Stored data
PR #584, opened 2019-11-13
Extra receipt for internal EVM call when finalizing blocks

### LINKED ISSUE #370: Internal EVM calls SBAT emit events
### Expected Behavior

If the inflation factor gets updated when calling `debitFrom` to pay for a transaction fee with Celo Dollars, an `InflationFactorUpdated` event should be emitted.

### Current Behavior

Haven't checked 100%, but from what I've seen, events from internal EVM calls are likely to be lost. So first step is to confirm this is actually a problem, but wanted to flag this.

mrsmkl:
### Description

When a block is finalized, the events emitted from internal EVM calls were not stored into the block, because there was no associated transaction and receipt. This PR adds an extra receipt in the case the block finalization emits events.

### Tested

Let's see if CI works.

### Related issues

- Fixes #370

### Backwards compatibility

Might cause some issues, for example the events are associated to tx with hash `0x00000000`.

Requirement ▸ Take the lines from the start of the records through the line holding "### Expected Behavior", both included, and please print them exactly, with nothing else.

Solved exercise ▸
PR #584, opened 2019-11-13
Extra receipt for internal EVM call when finalizing blocks

### LINKED ISSUE #370: Internal EVM calls SBAT emit events
### Expected Behavior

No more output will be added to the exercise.